Manado, Barta1.com – PT PLN (Persero) Unit Induk Distribusi Sulawesi Utara, Sulawesi Tengah, dan Gorontalo (UID Suluttenggo) mengerahkan kekuatan penuh untuk menjaga kontinuitas aliran listrik. Sebanyak 1.657 personel disiagakan guna mengantisipasi gangguan teknis akibat faktor cuaca maupun beban jaringan selama periode Siaga Natal dan Tahun Baru.
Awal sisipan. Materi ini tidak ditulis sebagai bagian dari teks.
PR #5934, opened 2022-10-07
Don't let the archers perform a double attack if they are out of ammo

### LINKED ISSUE #5931: Battle, double attacking shooters proceed one attack without arrows
### Preliminary checks

### Platform

Windows

### Describe the bug

In a case a shooter has odd number of arrows left he can come up to an attack, when he has only one arrow left.
image
In the OG he's allowed to proceed the second shot, even if he has only one arrow. I think it's a debatable logic. To my mind if shooter has only one arrow, he could make only one shot.
But currently in fheroes2 shooter is able to make a second hit with his knife. It looks like some sort of telekinetic swing. :D
image

### Save file

[Really distant swing.zip](https://github.com/ihhub/fheroes2/files/9733784/Really.distant.swing.zip)

### Additional info

_No response_

oleg-derevenetz:
fix #5931

### DIFF
--- a/src/fheroes2/battle/battle_troop.cpp
+++ b/src/fheroes2/battle/battle_troop.cpp
@@ -1169,11 +1169,6 @@ int Battle::Unit::GetControl() const
     return !GetArmy() ? CONTROL_AI : GetArmy()->GetControl();
 }
 
-bool Battle::Unit::isArchers() const
-{
-    return ArmyTroop::isArchers() && shots;
-}
-
 void Battle::Unit::SpellModesAction( const Spell & spell, uint32_t duration, const HeroBase * hero )
 {
     if ( hero ) {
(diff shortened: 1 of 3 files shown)


src/fheroes2/battle/battle_troop.cpp
```diff
@@ -1534,17 +1529,16 @@ void Battle::Unit::SpellRestoreAction( const Spell & spell, uint32_t spoint, con
...
-        return !isHandFighting();
+    if ( isHandFighting() ) {
+        return isAbilityPresent( fheroes2::MonsterAbilityType::DOUBLE_MELEE_ATTACK );
+    }
 
-    default:
-        break;
+    // Archers with double shooting ability can only fire a second shot if they still have ammo
+    if ( isAbilityPresent( fheroes2::MonsterAbilityType::DOUBLE_SHOOTING ) ) {
+        return GetShots() > 0;
```
ihhub, line 1538: Hi @oleg-derevenetz , should it be > 1 instead of > 0?

oleg-derevenetz: Hi @ihhub it should be > 0, because this function is called only after the first shot was already fired.

oleg-derevenetz: Hi @ihhub After some thought, I decided to rework the logic a bit to make it more obvious.

ihhub (approved):

ihhub:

Ribuan personel tersebut disebar di seluruh unit layanan untuk memastikan respons cepat jika terjadi kendala di lapangan. Selain sumber daya manusia, PLN juga menyiagakan alat pendukung seperti 24 unit genset, 16 unit Unit Gardu Bergerak (UGB), dan 2 unit Uninterruptible Power Supply (UPS) untuk objek vital.
General Manager PLN UID Suluttenggo, Usman Bangun, menegaskan seluruh tim telah dibekali dengan strategi mitigasi yang matang. Strategi ini mencakup penempatan posko siaga di titik-titik rawan gangguan dan pusat keramaian masyarakat.
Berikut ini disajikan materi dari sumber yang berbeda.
PR #5830, opened 2022-09-12
Update Russian translation

dmitry-pshenitsin:

PR #5947, opened 2022-10-09
Update Russian translation

a1exsh:
Add proper translation for the "Defender" campaign scenario.
Follow-up: #5049
Cherry-picked some more translations from: #5830


zenseii:
Hi, @a1exsh.

I see that this relates to the previous PR where this context was added but would it be possible to at least add some more translations than just this? There is another Russian PR https://github.com/ihhub/fheroes2/pull/5830 that has been stale for a while so maybe you could grab some translations from there that you think are good and add them to this. Like 10 strings or something should be fine. We haven't set a minimum amount of strings for translations PRs.

a1exsh:
@zenseii added some of the translations from #5830 that didn't raise questions.

zenseii (approved):
@a1exsh, thank you for making this contribution and adding more than what I proposed.

I've looked over this with deepl for now so that at least the minimum amount of reviewing has been done for it. 

I've also asked for help from Russian speakers if they can have a look at it, but if no one does within reasonable time then this PR can be moved ahead.

zenseii:
Hi, @undef21 !

I noticed that you reviewed the other Russian PR that now has become stale, and I was wondering if you would have the time to have a look at this PR, if you want to of course.

files/lang/ru.po
```diff
@@ -1449,173 +1447,131 @@ msgstr "Сапоги Путника"
...
 
-#, fuzzy
 msgid "campaignBonus|Advanced Ballistics"
-msgstr "Баллиста"
+msgstr "Прод. баллистика"
 
-#, fuzzy
 msgid "campaignBonus|Expert Ballistics"
-msgstr "Баллиста"
+msgstr "Эксп. стрельба"
```
Branikolog, line 1466: "Эксп. баллистика" I suppose.

files/lang/ru.po
```diff
@@ -3554,21 +3500,17 @@ msgstr ""
...
 
-#, fuzzy
 msgid "QA Managers"
-msgstr "Менеджер по контролю качества"
+msgstr "Менеджеры по контролю качества"
 
-#, fuzzy
 msgid "Sound Design"
-msgstr "Композиторы и звукорежиссёры"
+msgstr "Звуковой дизайн"
```
undef21, line 3510: How about "Звуковое оформление"?

files/lang/ru.po
```diff
@@ -2711,24 +2667,20 @@ msgstr ""
...
+msgstr "Курсор мыши"
 
 msgid "Color"
-msgstr ""
+msgstr "Цветной"
 
-#, fuzzy
 msgid "Text Support"
-msgstr "Контроль качества и поддержка"
+msgstr "Текстовая поддержка"
```
undef21, line 2683: How about "Текстовое сопровождение"?

files/lang/ru.po
```diff
@@ -7957,7 +7901,7 @@ msgid ""
 msgstr ""
 
 msgid "Endless Sack of Gold"
-msgstr "Бездонный Мешок"
+msgstr "Бездонный Мешок Золота"
```
undef21, line 7904: In Russian only the first letter should be capital.

ihhub:
I believe we should close #5830 after merging this as the author of that pull request is gone.

files/lang/ru.po
a1exsh:
```suggestion
msgstr "Текстовое сопровождение"
```

files/lang/ru.po
a1exsh:
```suggestion
msgstr "Звуковое оформление"
```

files/lang/ru.po
a1exsh: Didn't we settle on first capitals when this point was last discussed about a year ago? @Branikolog

Branikolog: @a1exsh @undef21 , hello!
While searching through russian grammar I haven't discovered the exact rule regarding artifacts' names. The closest rule is regarding objects and works of art, where only the first letter is capital. Also such items as "Красная книга" are written with the first capital letter. So the majority of cases only the first letter should be capital one... Also, if there's any proper name it also should be written witch capital, like "Меч Геракла", but "Меч из камня" or "Лунный клинок".
At the same time, if we look through rules regarding medals, only the first letter after the word "medal" should be capital, so correct is "медаль/орден Отваги". In a case we have word "medal" standing on the first place of sentence (which is the case for the window header) we should make at least two capital letters: "Медаль Почетного летописца". 
I'm not sure, we should do so complex translation for each case individually, so I'm ok with the first capital for all artifacts, since all of them, medals or sacks are belong to the same item class (items blessing or cursing player).
Correct me, if I was wrong somewhere.
@a1exsh I'm sorry, it seems that I was wrong last year. It would be nice to have a Russian teacher in our team to consult on such questions. :)

a1exsh: @Branikolog did I mention last time that my mother is a philologist by her study?.. ;)

a1exsh: Seriously, though, whatever style we end up using, we should do that consistently.

Branikolog: > Seriously, though, whatever style we end up using, we should do that consistently.

Definitely! 
Both implementations we're talking about have pros and cons. Grammatically, I think, the first capital letter is more correct. "Нескончаемая Вязанка Дров"... I think it's too much privilege for just a cord of wood to be written with capital letter. :) But here we come up to a few exceptions. I'm talking about medals I've mentioned above. Also, the name "Anduran" for those rare artifacts would have to be written from capital, since it's the name.
On the other hand, while applying capital letters for all words in artifacts names the implementation looks maximum consistent. Also, this would help to distinguish artifacts' names within text item much easier.
So, @undef21 , what do you think? Can we ignore this controversial rules for the sake of consistency?

a1exsh: My point is that we can decide to change the style and then update all affected translations consistently (I myself was arguing for not using all capitals, but lost the argument last time).

What doesn't make sense is to start using a style different from the existing one, so I suggest we leave it like it is until a future decision.

files/lang/ru.po
```diff
@@ -1314,17 +1312,17 @@ msgid "The army will be carried over the scenario."
 msgstr ""
 
 msgid "The kingdom will have +%{count} %{resource} each day."
-msgstr ""
+msgstr "Королевство ежедневно будет получать +%{count} %{resource}."
 
 msgid "\"%{spell}\" spell will be carried over the scenario."
-msgstr ""
+msgstr "Заклинание \"%{spell}\" будет перенесено в этот сценарий."
```
Branikolog, line 1318: I think ` Заклинание \"%{spell}\" будет доступно в этом сценарии. `  would look better here.

files/lang/ru.po
```diff
@@ -1314,17 +1312,17 @@ msgid "The army will be carried over the scenario."
...
 
 msgid "%{hero} can be hired in the scenario."
-msgstr ""
+msgstr "%{hero} может быть нанят в этом сценарии."
 
 msgid ""
 "%{hero} has been defeated and will not appear in the subsequent scenarios."
-msgstr ""
+msgstr "%{hero} был повержен, и впоследстии Вы не сможете его нанять."
```
Branikolog, line 1325: Bonus relates to enemy hero, you've defeated. 
` %{hero} был повержен и больше не будет досаждать вам в последующих сценариях. `

Branikolog: Edit:
`%{hero} был повержен и больше не будет досаждать вам в этом последующих сценариях.`

ihhub:
@a1exsh , thank you very much for updating the translation!

PR #5957, opened 2022-10-10
Some corrections of typos and some wordchanges.

brandneetjan:


files/lang/nl.po
```diff
@@ -797,7 +797,7 @@ msgid "The Crown"
 msgstr "De Kroon"
 
 msgid "The Gauntlet"
-msgstr ""
+msgstr "De Spitsroede"
```
zenseii, line 800: I believe this translation refers to some kind of military running punishment? The way I understand it the use of "Gauntlet" here refers to the basic meaning of a running race.[ It seems to derive](https://www.dictionary.com/browse/gantlope) from the much more Germanic similar "Gantlope/Gatlop/Street race" and I believe you also have the word "lopen" in Dutch?

I'm emphasizing this because the scenario this title refers to is indeed a race against time where you have a limited time to complete it, but there is no concept of punishment as the "De spitsroede lopen" seems to suggest (at least wikipedia tells me this), but as I said I don't have any knowledge of Dutch so please ignore this if it is completely wrong.

Here is the title and the description of the map. It is much more of a race against time with no real enemy encounter.
image

zenseii (commented):
Hi, @brandneetjan.

Thank you for this contribution! I have looked over it with deepl and it looks good. As I said I don't know Dutch so please ignore my comments if my assumptions are wrong. I left only one comment and hopefully it can help you.

I would also like to kindly ask @piano1029's help in looking over these suggested changes if they should have the time to.

Don't hesitate to ask if you have any doubts!

zenseii:
Also, @brandneetjan, could you please change the title of this PR to something like "Update the Dutch translation" so that it is easy to tell what it is about without opening the PR? Thank you in advance!

files/lang/nl.po
zenseii: To add some more points I see how this map could be very closely resembling a narrow passageway alluding to such a military gauntlet. However reading further I see that (still from wikipedia) that in American English the spelling Gantlet is often preferred, and Heroes 2 leans more towards American English, especially considering that's where it was developed:
"For the punishment, the spelling gantlet is preferred in American English usage guides." [Under etymology and spelling](https://en.wikipedia.org/wiki/Running_the_gauntlet).

zenseii:
Should this PR be marked as draft, @ihhub ?

ihhub:
> Should this PR be marked as draft, @ihhub ?

Yes.

ihhub:
Hi @brandneetjan , please address given comments in this pull request so we can proceed with it.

“Seluruh personel dan peralatan tersebut ditempatkan pada 31 lokasi posko siaga yang dilengkapi dengan kendaraan operasional guna memastikan respons cepat apabila terjadi gangguan,” tegas Usman Bangun dalam keterangan resminya.
Salah satu inovasi yang diterapkan dalam masa siaga tahun ini adalah penggunaan pemetaan risiko berbasis geospasial. Sistem ini memungkinkan PLN memetakan area yang rawan terdampak cuaca ekstrem serta kondisi geografis yang sulit secara lebih akurat dan terukur.
Selain mengamankan pasokan rumah tangga dan tempat ibadah, PLN juga memastikan keandalan infrastruktur kendaraan listrik. Saat ini, telah tersedia 32 unit Stasiun Pengisian Kendaraan Listrik Umum (SPKLU) di Sulawesi Utara yang siap melayani kebutuhan mobilitas masyarakat selama libur Nataru.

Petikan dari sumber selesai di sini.